Unnamed: 0,Description
SPY,SPDR S&P500
AAPL,Apple
MSFT,Microsoft
JPM,JP Morgan
JNJ,Johnson & Johnson
MMM,3M
GE,GE
DIS,Discover
DHR,Danaher
HON,Honeywell


In [4]:
tickers = list(info.index.values)
df = yf.download(tickers, start=t0, end=t1)['Adj Close']

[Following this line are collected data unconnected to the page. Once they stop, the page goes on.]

PR #1504, opened 2022-06-20
[Linux] Add anticheat information when possible

arielj:
This PR adds anticheat information when possible using the information from AreWeAntiCheatYet.com.

It downloads the games.json from https://github.com/Starz0r/AreWeAntiCheatYet/blob/master/games.json at boot in the background only on Linux, to keep the information up to date (it's less than 100kb).

I left this message `It may not work due to denied or broken anticheat support` on purpose without interpolation of the actual status to help translations (also, I don't know how to handle translations based on a variable).

I went over all the games in the json and looked for them in the epic store to create the map of names for games that have differences but I might have missed something, we can always add more or update when needed.

Denied:
Screen Shot 2022-06-20 at 7 26 33 PM

Supported:
Screen Shot 2022-06-20 at 7 26 59 PM

Broken:
Screen Shot 2022-06-20 at 7 27 14 PM

Denied in install modal:
Screen Shot 2022-06-20 at 7 26 44 PM

---


electron/anticheat/utils.ts
```diff
@@ -0,0 +1,37 @@
+import { heroicAnticheatDataPath, isLinux } from '../constants'
+import * as axios from 'axios'
+import { logInfo, LogPrefix, logWarning } from '../logger/logger'
+import { readFileSync, writeFileSync } from 'graceful-fs'
+import { AntiCheatInfo } from '../types'
+import { epicTitleToAnticheat } from './titles_map'
+
+async function downloadAntiCheatData() {
+  if (!isLinux) return
```
flavioislima, line 9: Does this mean we only show the info on Linux? Because I guess most of those titles are not available for macOS natively so we should show them on mac as well.

src/components/UI/Anticheat/index.tsx
```diff
@@ -0,0 +1,64 @@
...
+        <p>
+          {t(
+            'anticheat.may_not_work',
+            'It may not work due to denied or broken anticheat support.'
+          )}
+        </p>
+      )}
+      <span>
+        <b>{t('anticheat.anticheats', 'Anticheats')}:</b>&nbsp;
+        {anticheatInfo.anticheats.length
```
flavioislima, line 48: I wonder if `anticheats` can be something else other than an array or string, this could break.
Maybe do `anticheatInfo.anticheats?.length`

Nocccer (approved):
Besides what Flavio found, looks good to me. We can actually implement tests for the backend functions. But maybe in another pr.

Just an idea: Maybe a new logprefix `Anticheat` ?

JakobDev:
It might be good to include informations like the reference link notes and updates from the JSON file if present.

electron/anticheat/utils.ts
arielj: hmmmm maybe we should have a different source if on a Mac? the site says `A comprehensive and crowd-sourced list of games using anti-cheats and their compatibility with GNU/Linux or Wine/Proton.` so I thought it was linux specific, like... I understand Fortnite works on a Mac so this would report an incorrect alert in a case like that?

src/components/UI/Anticheat/index.tsx
arielj: I could add that just to be safe (doesn't hurt), but they do `anticheats.map` directly in the website without a guard https://github.com/Starz0r/AreWeAntiCheatYet/blob/master/components/GamesList.tsx#L85 and in the games.json I only saw arrays of strings (or empty array in the case of Far Cry 5)

arielj:
> It might be good to include informations like the reference link notes and updates from the JSON file if present.

I tried, but the information varies between games and it was really difficult to consider all the cases in a consistent design (you have games with multiple updates with different references, the main reference may not even match the last update reference so I can't use the main reference always without the updates) and without making it overwhelming. It felt like too much information, the average user might not care about all the details.

I did add the link to open areweanticheatyet to see those details for the people that do want to know.

electron/anticheat/utils.ts
arielj: maybe I have to only check this if not a native mac version of a game when we detect it's a mac os?

I'm still not sure if areweanticheatyet considers mac games on the status though, the list is built with linux in mind so mac might dispaly false positives/negatives?

electron/anticheat/titles_map.ts
```diff
@@ -0,0 +1,27 @@
+// this hash contains a mapping of titles as displayed in Epic to titles as
+// displayed in areweanticheatyet.com https://github.com/Starz0r/AreWeAntiCheatYet/blob/master/games.json
+//
+// comparison is case insensitive, so no need to add cases like 'VALORANT': 'Valorant'
+// if the epic title is contained, so no need to add cases like 'Fall Guts': 'Fall Guys: Ultimate Knockout'
+//
+// left is the epic title, right is the areweanticheatyet title
+const TITLES_MAP: { [key: string]: string } = {
+  'Battlefield™ 2042': 'Battlefield 2042',
```
felipecrs, line 9: You could also consider stripping out any ™ characters from the comparison

electron/anticheat/titles_map.ts
```diff
@@ -0,0 +1,27 @@
...
+  'Back 4 Blood: Standard Edition': 'Back 4 Blood',
+  'Rainbow Six Siege': 'Rainbow Six: Siege',
```
felipecrs, line 11: And perhaps even the colon signs

electron/anticheat/titles_map.ts
```diff
@@ -0,0 +1,27 @@
+// this hash contains a mapping of titles as displayed in Epic to titles as
+// displayed in areweanticheatyet.com https://github.com/Starz0r/AreWeAntiCheatYet/blob/master/games.json
+//
+// comparison is case insensitive, so no need to add cases like 'VALORANT': 'Valorant'
+// if the epic title is contained, so no need to add cases like 'Fall Guts': 'Fall Guys: Ultimate Knockout'
+//
+// left is the epic title, right is the areweanticheatyet title
+const TITLES_MAP: { [key: string]: string } = {
+  'Battlefield™ 2042': 'Battlefield 2042',
+  'Back 4 Blood: Standard Edition': 'Back 4 Blood',
```
felipecrs, line 10: > if the epic title is contained, so no need to add cases like 'Fall Guts': 'Fall Guys: Ultimate Knockout'

Why not the opposite too?

electron/anticheat/titles_map.ts
```diff
@@ -0,0 +1,27 @@
...
+  'Rainbow Six Siege': 'Rainbow Six: Siege',
+  'Phantasy Star Online 2 New Genesis': 'Phantasy Star Online 2',
+  'Knockout City™': 'Knockout City',
+  'Heroes & Generals WWII': 'Heroes & Generals',
+  'Crysis Remastered': 'Crysis',
+  'STAR WARS™ Battlefront™ Ultimate Edition': 'Star Wars: Battlefront (2015)',
+  'STAR WARS™ Battlefront™ II: Celebration Edition':
+    'Star Wars: Battlefront II (2017)',
+  'The Division': "Tom Clancy's The Division", // added this to prevent false match with The Division 2
+  'Battlefield V Definitive Edition': 'Battlefield V'
```
felipecrs, line 20: But it would be great if areweanticheatyet could provide store ids for the games listed there. Like:

```jsonc
{
        "url": "",
        "name": "Battlefield 2042",
        "logo": "",
        "native": false,
        "status": "Broken",
        "reference": "https://www.protondb.com/app/1517290#atmpx3XrXL",
        "anticheats": [
            "Easy Anti-Cheat"
        ],
        "notes": [],
        "updates": []
        "ids": {
          "steam": "1517290",
          "epic": "<how-do-I-find-the-epic-game-id?>"
        }
},
```

arielj: I'm ok with that, if they are ok with that it would make the check easier, but it's up to them (I understand it's out of the scope of areweanticheatyet and it would be another thing to maintain for them that they don't really use).

I don't know how to get Epic's id for arbitrary games, but I know that we can get information about a game in the metadata legendary downloads (`~/.config/Legendary/metadata/....json`). In that file we have the appName (what we use internatlly everywhere in heroic) and there's an `id` also in the metadata property but we don't really use it and I don't know if it is a game id (I don't know why Legendary uses the appName for everything either).

I also tought about something like `name_in_stores` instead of `ids` so it's easier to find out. But again, I think it might be outside of the scope of that project.

electron/anticheat/titles_map.ts
arielj: I thought about that, but I didn't want to start stripping things out because I don't know if that can generate any issue in the future.

So I went with a more strict approach for now, since we still need to cover cases where stripping characters is not enough like `'STAR WARS™ Battlefront™ Ultimate Edition'` and `'Star Wars: Battlefront (2015)'`. If, in the future, we see it's too hard to maintain this list maybe we can find the right things to remove.

electron/anticheat/titles_map.ts
arielj: Same for this, I agree that removing some `:` would remove this lines with the current information, but we still need this mapping for other cases.

electron/anticheat/titles_map.ts
felipecrs: > But again, I think it might be outside of the scope of that project.

Well, it's not as if they had to add this information. It's on best-effort basis. If they don't add it, we can add it.

Also, something to consider is that the map you created in this repository would only be evaluated on updates of Heroic. This could get out of sync with areweanticheatyet and would not allow to automatically discover the maps as we auto discover the areweanticheatyet.

electron/anticheat/titles_map.ts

[*********************100%***********************]  26 of 26 completed


In [5]:
prices = df.resample('M').last()
rets = prices.pct_change().iloc[1:,:]
rets.dropna(inplace=True)

# Get Risk-free rate

Use short-term treasury bills.

Pros / cons of various sources.

* Get it from Ken French database via pandas-datareader, but updated with a few months lag.
* Could get it from FRED, but need API-KEY
* Could use ETF like SHV, but only goes back to 2007

In [6]:
if RF_SOURCE=='FRED':
    1+1

elif RF_SOURCE=='FRENCH':
    rawdata = web.DataReader('F-F_Research_Data_Factors', data_source='famafrench',start=t0,end=t1)
    ff = rawdata[0] / 100
    # convert the yyyy-mm to timestamp object. default is to put first of month, but should be end of month
    ff = ff.to_timestamp().resample('M').last()
    rf = ff[['RF']]
    
elif RF_SOURCE=='ETF':
    shv_raw = yf.download(['SHV'], start=t0, end=t1)['Adj Close']
    shv = shv_raw.resample('M').last()
    rf = shv.pct_change().iloc[1:].to_frame()
    rf.columns = ['RF']
    
info.loc['RF'] = RF_SOURCE

In [7]:
rets_all = rets.merge(rf,how='inner',on='Date')
rets = rets_all.drop(columns=['RF'])
retsx = rets_all.sub(rets_all['RF'],axis=0).drop(columns=['RF'])

# Export Data

In [8]:
with pd.ExcelWriter(OUTFILE) as writer:  
    info.to_excel(writer, sheet_name= 'descriptions')
    rets.to_excel(writer, sheet_name='total returns')
    retsx.to_excel(writer, sheet_name='excess returns')